Monday, June 1, 2009

Egos Run -A-Muck

From Paul Shlichta at The American Thinker:
The highest concentration of mega-egos is in the literary world, especially in journalism. Columnists, after all, are paid to be omniscient, or at least to seem so. And the mega-egos among them really believe in their infallibility and bestow their most casual opinions as if they had just received them from God on Mount Sinai. Consider Michael Moore, whose total confidence in his own rightness makes him contemptuously oblivious to any facts that refute him. Another is Maureen Dowd. At her best, she can write well and be shrewdly perceptive. But more often than not, she sinks to the level of the aforementioned village sot's female counterpart-the back-fence gossip, of limited intelligence but unlimited self-confidence, who knows the "truth" about everyone in town and declares it in a loud triumphant bray.
One would think that mega-egos would abound in politics; however, they are rarely in the front ranks. I think this is because (thank God) the public can eventually see through most mega-egos so that they usually attain only a limited cult following. Therefore, mega-egotism is often a third party phenomenon. Ralph Nader and Ross Perot are gorgeous examples-and oops, I almost forgot Lyndon LaRouche. However, as Roosevelt proved, there is no presidential glass ceiling for mega-egos.
Congress is virtually a game preserve for mega-egos, or rather an incubator for producing them. After all, when you are required to pass judgment on a wide variety of legislative topics and to repeatedly pose before your constituency as an expert on all of them, it's forgivable if you begin to believe in your own omniscience. I'm not talking about Nancy, who seems to verge on derangement, but rather about amiable jackasses like Joe Biden.

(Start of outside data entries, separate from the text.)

PR #64, opened 2016-12-31
RSpec matchers

pawelpacana:
I'd like to introduce RSpec matchers in order to avoid reimplementing them in every project using `rails_event_store`. So far I have following API idea:

```
# check published events
expect(stream).to have_events([...])     # exact match
expect(stream).to have_event(...)        # exact match
expect(stream).to include_events([...])  # partial match
expect(stream).to include_event(...)     # partial match

```

```
# check unpublished_events
expect(aggregate_root).to publish(an_event(CouponRedeemed).with_data(code: '123'))
expect(aggregate_root).to publish(CouponRedeemed.new(data: { code: '123' }))

```

My doubts: 
1. I've started it as a part of `rails_event_store` but maybe it should be in `ruby_event_store`. And in `aggregate_root`. Or in completely separate gem. I'm confused.
2. Does it make sense to provide matchers against event store and aggregate root? An already implemented `be_event` matcher can cover those cases (with some verbosity), i.e.:

```
expect(event_store.read_stream_events_forward(stream_name)).to include([
  an_event(CouponRedeemed).with_metadata(remote_ip: '1.2.3.4')
]) 
```
3.  Does it make sense to have "singular" versions of matchers, that is both `have_event` and `have_events`?


andrzejkrzywda:
as for where to put such code - I'd like to keep everything below `rails-event-store` magic-free and ideally framework-free (including the test framework of choice).

pkondzior:
I was thinking about implementing some of argument matching functionality so you could  match event key values through with() matchers like instance_of, hash_including, kind_of etc.

mpraglowski:
> Does it make sense to provide matchers against event store and aggregate root?

It definitely makes sense for aggregate root. In most test for aggregates I check domain events generated as a result of some action on aggregate, without storing it anywhere.

swistak35:
Other useful matchers suggestion:

```
expect(stream).to have_n_events_of_type(ProductItemSold, 3)
```

I very like @pkondzior idea about employing `rspec` power of `match_array`, `include`, it would solve hell out of cases when one would have to mock/deal with `SecureRandom.uuid`, just because we have to put exact data in event's data hash in the matcher. What I mean is the case when we have to write something like this:

```
order_uuid = SecureRandom.uuid

... (some usage of service objects / services, whatever, which create order with `order_uuid`)

expect(stream).to include_event(OrderPlaced.new({ id: order_uuid, some_relevant_data: "foo" }))
```

instead of 

```
expect(stream).to include_event(OrderPlaced.new({ id: be_present, some_relevant_data: "foo" }))
```

swistak35:
Also, one note: if you are implementing matcher like `expect(stream).to include_event(...)` don't forget to print relevant message if the stream is empty - when the array of events is empty, error message after running test can be very deceptive and you can waste long time to deduce that test output is trying to tell you that stream is empty :)

swistak35:
One more matcher request/idea: it would be useful to have `include_exactly_one_event`:
```
expect(stream).to include_exactly_one_event(OrderPlaced.new({ id: be_present, some_relevant_data: "foo" }))
```

It'd behave almost like `include_event`, but with stronger assumption (that we have exactly one event matching, not at least one. Usecase: We often *know* that we can use stronger assertion, but we don't use that. It can result in all these nasty bugs where something happened too many times (via Sebastian Sogamoso's talk "The Overnight Failure" from wroc_love.rb 2017).

andrzejsliwa:
@andrzejkrzywda @pawelpacana : this can be done in separate gem: rails_event_store_rspec, with dependency to specific rspec and rails_event_store versions. But maybe would be better to just extract all gems to separate organisation, and keep here all main and tooling gems related to event sourcing and cqrs. This will also put more understanding about all building blocks

pawelpacana:
This has been solved in https://github.com/RailsEventStore/rails_event_store-rspec. Matchers work as documented in http://railseventstore.org/docs/rspec/. 

Thanks for the feedback so far! In case of further ideas and issues - please report them in https://github.com/RailsEventStore/rails_event_store-rspec/issues

PR #67, opened 2017-03-25
Updated next DDD workshop date.

scottccoates:
I just started using rails and was surprised to find a lively DDD community, and I couldn't believe it—that's awesome. Thanks for the work you've done in this space. I felt compelled to update the next DDD conf date.


fidel:
Thank you for the kind words & this PR

PR #73, opened 2017-08-20
Add AS::Notifications instrumentation

pawelpacana:
Rails provides quite solid framework for logging/instrumentation. We
could use it to provide better insight into event handling. Popular
metric tools (Datadog, Librato) can already plug into that.
One could also imagine plugging log subscriber for debugging purpose.
http://api.rubyonrails.org/classes/ActiveSupport/Notifications.html
http://guides.rubyonrails.org/active_support_instrumentation.html#creating-custom-events

This commit adds new dispatcher, only for RailsEventStore and makes it a
default.

The way a new default was baked into EventBroker was driven primarily by
existing linters/shared_examples and mutant - likely to be refactored.
Good enough for now to start discussion about relevance of this change.


pawelpacana:
And it crashed mutant with `spec/event_broker_spec.rb` 🤔

pawelpacana:
Reworked and reduced surface of changes - just another dispatcher in this PR, with little help of just released dispatcher lint.

Changing default dispatcher could be another change, leaving intact now. 

Discussion still welcome!

pawelpacana:
Note to myself: check if error in subscriber of `AS::Notification` can affect open transaction with `publish_event`

spec/client_spec.rb
```diff
@@ -13,6 +13,11 @@ module RailsEventStore
       expect(client.__send__("event_broker")).to be_a EventBroker
     end
 
+    specify 'initialize proper dispatcher type' do
+      expect(EventBroker).to receive(:new).with(dispatcher: an_instance_of(Dispatcher))
```
mlomnicki: looks a bit useless. Is it needed because mutant complains otherwise?

mlomnicki:
it will be a super useful feature :+1:
also the implementation looks good to me

spec/client_spec.rb
pawelpacana: exactly

PR #524, opened 2018-12-29
JSON Support in ROM Adapter

joelvh:
Updated migrations to allow specifying JSON or JSONB for `data` and  `metadata`. This required some updating of ROM schema types and also cleaning up the test data uses for `SerializedRecord`. The test data in RSpec tests worked as arbitrary strings with YAML but not JSON (e.g. a UUID string can be deserialized by YAML but needs quotes in  JSON). Minor changes to make the data compatible with both YAML and  JSON was sufficient since tests use serialized data rather than a specific RES serializer.


joelvh:
@paneq @pawelpacana can you guys please help me understand how to address mutant? I need help here and also with  #463 to get them merged because I mostly see results that don't point to anything, such as this:

image

Thank you!

PR #527, opened 2019-01-03
Partial move from Travis CI to Circle CI

pawelpacana:


.circleci/config.rb
```diff
@@ -12,34 +12,75 @@
...
+
+dependent_job = ->(name, requires) do
+  { name => { 'requires' => Array(requires) } }
+end
 
 check_config = {
   "check_config" => {
     "docker" => [
-      { "image" => "circleci/ruby:2.6.0-node-browsers" }
+      { "image" => "pawelpacana/res:2.6.0" }
```
joelvh: @pawelpacana curious if this should be linking to your profile/account?

.travis.yml
```diff
@@ -83,42 +59,6 @@ matrix:
     env: TARGET=ruby_event_store-rom SCRIPT=test DATABASE_URL=postgres://localhost/rails_event_store_active_record?pool=5 DATA_TYPE=json
```
joelvh: @pawelpacana looks like the variations with `DATA_TYPE` arg are only specified for Ruby  2.5.3... should they  be replicated everywhere for other versions as well?

pawelpacana: I think it is sufficient to check them on "current" Ruby only. I'd now consider 2.6 to be the "current" Ruby. I haven't managed to moved those entries yet to CircleCI. I'd appreciate help with it. 

2.5 should be considered a "compatibility" Ruby, that is we don't want to introduce any syntax-breaking changes by using newer language additions. And if we do for some reason, there a polyfill or a different compatibility mechanism in place. The last compatibility Ruby is 2.3 but I'd opt for removing it around March (reaching end-of-life).

The further plan with CircleCI is to introduce:
- Postgresql workflow which checks several gems with pg in `DATABASE_URL` and `DATA_TYPE` combinations (currently only ROM supports it but it is a great idea)
- Mysql workflow to check several gems with that specific `DATABASE_URL`
- Rails workflow to check gems depending on Rails how they interact with different Rails versions 

The reasoning for such partitioning is that when you make a mysql-braking change, you'd expect such workflow to fail and I can see a benefit of looking at such "components" of a complete test suite.

Btw. I have briefly checked https://buildkite.com/RailsEventStore as alternative to speed things a bit more but it requires more work. Jumping on CircleCI with Docker makes a good intermediate step and already made builds a bit faster.

joelvh: @pawelpacana I'm interested in helping, but don't have any experience setting all these things up (configs, docker). What's the best way for me to get things running locally to  test the configs and so on?

joelvh: Also, what you  describe makes sense in terms of separating based on variations in database or framework. MySQL is actually  a bit problematic with the ROM adapter because sometimes there are deadlocks when running  the test suite, and I'm not sure why.

Issue #469, opened 2018-10-10
Introduce ProcessManager mixing similar to AggregateRoot in order to help with event sourced process managers


pawelpacana:
Possible implementation in: https://blog.arkency.com/process-managers-revisited/

pawelpacana:
Possibly related to #335

tomaszwro:
after discussing with @pawelpacana: let's make something like https://github.com/arkency/aggregates, but for process managers

good example of a process manager is in https://github.com/RailsEventStore/cqrs-es-sample-with-res

PR #538, opened 2019-01-25
Map & Reduce operations

mpraglowski:


pawelpacana:
How much do we gain over delegating {map, reduce} to each?

mpraglowski:
Syntactic sugar :) 
The trigger for this PR was an #469 issue - I've started to experiment with possible implementations and `reduce` was my first thought. Not as a solution but rather as a base for further experiments.

aggregate_root/lib/aggregate_root.rb
```diff
@@ -37,10 +37,8 @@ def apply(*events)
 
   def load(stream_name, event_store: default_event_store)
     @loaded_from_stream_name = stream_name
-    events_enumerator(event_store, stream_name).with_index do |event, index|
-      apply(event)
-      @version = index
-    end
+    event_store.read.stream(stream_name).reduce {|_, ev| apply(ev) }
```
joelvh: @mpraglowski should  this still be in batches?

ruby_event_store/lib/ruby_event_store/specification_reader.rb
```diff
@@ -23,6 +23,25 @@ def each(specification_result)
       end
     end
 
+    # @api private
+    # @private
+    def map(specification_result, &block)
+      result = []
```
joelvh: @mpraglowski style opinion - could use `each_with_object` instead of an extra variable?

aggregate_root/lib/aggregate_root.rb
mpraglowski: Since https://github.com/RailsEventStore/rails_event_store/commit/6d0d204c46039775e86fcf72c142b6ee809fadcf it is already in batches.

PR #541, opened 2019-01-29
Improved have_published output (with data and metadata structural diff)

andrzejsliwa:
WIP

- [x] Prepare prove of concept
- [ ] Discuss and clarify output of `have_published` with @pawelpacana 
- [ ] Provide spec for SuperDiffStructuralDiffer adapter
- [ ] Make mutant happy 
- [ ] Refactor


pawelpacana:
I like how that raw `#<FooEvent:0x000000010aa67010 ...>` is gone from the output

pawelpacana:
Output messages look good. I wonder if we could make the reason for non-match more specific, i.e. instead of _differing arrays_ have something like _missing FooEvent_ or _not expecting BarEvent, BazEvent and BazBarEvent_.

PR #542, opened 2019-01-31
of_type revisited

mpraglowski:


pawelpacana:
Can you please remind me what was the reason to use normalize_to_array in first place and its relation to mutant ignore?

I'm a bit on the fence with this change

paneq:
@pawelpacana the reason was a bug in mutant

pawelpacana:
> the reason was a bug in mutant
worth checking if it still remains

PR #543, opened 2019-02-01
Fix normalize_to_array: make sure append_to_stream & link_to_stream accepts Enumerable

mpraglowski:


pawelpacana:
Next step: `s/normalize_to_array/Array/`? That is https://ruby-doc.org/core-2.6/Kernel.html#method-i-Array?

pawelpacana:
I've gradually backported suggested changes, thanks! I've skipped enum-to-array tests. 

I don't believe we've been supporting this in signature of write methods in a client. At some point we've introduced a bug in `aggregate_root` related to that (ade8f84a010b9645d7dd4afbd353e2ca0ec57a3b).

Convince me that we should support it and let's have a dedicated commit introducing it then.

pawelpacana:
Closing now in a rebased state.

PR #544, opened 2019-02-01
Stop skipping tests - link to stream & :auto expected versions

mpraglowski:
No more legacy event repository. All other have support for it. All new ones should have it also.


pawelpacana:
Good question whether we actually want to do that. This test is a lint that can be used when developing your own adapter. If we expect all future adapters to support the features of removed skips that it is probably fine.

Can mongo and dynamodb adapters accept this?

mpraglowski:
> If we expect all future adapters to support the features of removed skips that it is probably fine.

Yeah - I would expect all event repositories to suport linking and :auto expected version.

PR #547, opened 2019-02-04
Restore AggregateRoot::Repository

mpraglowski:
It have been killed long time ago https://github.com/RailsEventStore/rails_event_store/commit/54b93a72372314c4a6dbdecf8b3cfc8aa645f577#diff-1d5e211055c3d9a6b2b9e4314668a3dc
Now it is going back. The promisses from `Redesign of aggregate root
module` commit still holds true:
* still no magic
* still no restrictions on how aggregate class should look like, etc

This is a breaking change. Instead of:

```
order = Order.new.load("OrderStreamHere")
...
order.store
```

you need to have code:

```
repository = AggregateRoot::Repository.new
order = repository.load(Order.new, "OrderStreamHere")
...
repository.store(order, "OrderStreamHere")
```

### DIFF
--- a/aggregate_root/lib/aggregate_root.rb
+++ b/aggregate_root/lib/aggregate_root.rb
@@ -2,6 +2,7 @@ require 'aggregate_root/version'
 require 'aggregate_root/configuration'
 require 'aggregate_root/transform'
 require 'aggregate_root/default_apply_strategy'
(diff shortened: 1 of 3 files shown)


mpraglowski:
This PR should be a discussion starting point. Especially regarding maintaining backward compatibility.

Finally, what about Joe's new boss, the POTUS? His inflated self-image has induced me and others to classify him as a narcissist. But is he instead a Rooseveltian mega-ego?
I don't think it matters. In either case, the self-idolizing overconfidence leads to a reckless irresponsibility that resembles a toddler in control of a bulldozer. (Think of Roosevelt's confidence that he could 'handle' Stalin.) The hunger for praise entails a vulnerability to manipulation by associates or even adversaries. The two pathologies differ only in determining which buttons a manipulator has to push.
In either case, you'd better buckle up. It's going to be a bumpy ride.